INVESTIGATION OF THE BEHAVIOR AND PROGRESSIVE COLLAPSE OF MID - RISE STEEL MOMENT-RESISTING FRAMES EXPOSED TO FIRE

This paper investigates the behavior of mid-rise steel moment-resisting frames (MRF) subjected to compartment fire and progressive collapse scenarios due to floor drop and column removal. In this study, initially, a typical 15-story building with a moment- resisting frame system and a story height of 3.2 (m) was designed using relevant chapters of national building code of Iran for conventional gravity and lateral loads. In order to perform thermal analyses, the most critical frame of this structure is modelled using OpenSees software. Then the nonlinear behavior of the frame is studied at elevated temperatures under different scenarios. In these analyses, the structure is subjected to both gravity and thermal loading simultaneously. Moreover, for performing thermal analysis, a standard fire curve (ISO834) is used. Results of this study indicate that beams do not deform significantly until approximately 400\circC; however, after that, vertical displacements of beams increase significantly due to degrading mechanical properties of steel.
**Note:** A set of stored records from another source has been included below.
PR #4778, opened 2022-04-19
New recipe: Pathfinder-v0.5.0

dylanxyz:
Build recipe for [Pathfinder](https://github.com/servo/pathfinder), a Rust drawing library for text and vector graphics using the GPU.

### DIFF
--- a/P/Pathfinder/build_tarballs.jl
+++ b/P/Pathfinder/build_tarballs.jl
@@ -1,0 +1,71 @@
+using BinaryBuilder
+
+name = "Pathfinder"
+version = v"0.5.0"
+sources = [
+    GitSource("https://github.com/servo/pathfinder.git", "7281a607a80dacc5470d7d3ec208341b6f0b0727"),
+    DirectorySource("./bundled")
+]
+
+script = raw"""
+cd ${WORKSPACE}/srcdir
+cd ${WORKSPACE}/srcdir/pathfinder*
+
+# by default, pathfinder will compile to a static library,
+# so we change "staticlib" to "cdylib" to compile to a dynamic library
+atomic_patch -p1 ../patches/Compile-to-dynamic-lib.patch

Moreover; beams deform and collapse at about 500\circC to 650\circC. In addition, the beam heating initially causes axial forces in the beams due to thermal expansion restraint. Furthermore, Demand to Capacity Ratios of beams increase from early stages of fire and the most increase of DCRnom occurs at about 350\circC to 400\circC. Demand to Capacity Ratios of columns increase from early stages of fire, causing the columns to reach their linear limit state in early stages. This behavior results from the thermal expansion of heated floor, which induce large horizontal displacement and, consequently, cause additional bending moment in the outer column. Moreover, by one story floor drop, columns survive up to 500\circC. However, at higher temperatures (about 600\circC to 750\circC), these heated columns lose their strength and buckle. In column removal scenarios, in the first and 7th stories, where beams lose their strength at about 200\circC and 400\circC, respectively, more damage is observed compared to floor drop scenarios. Fire in lower stories of structures is more critical than that in upper stories since they carry more gravity loads and start to behave nonlinearly at lower temperatures. Moreover, fire in the middle spans produces a more critical situation than that in the end spans, and interior columns are more critical than corner columns.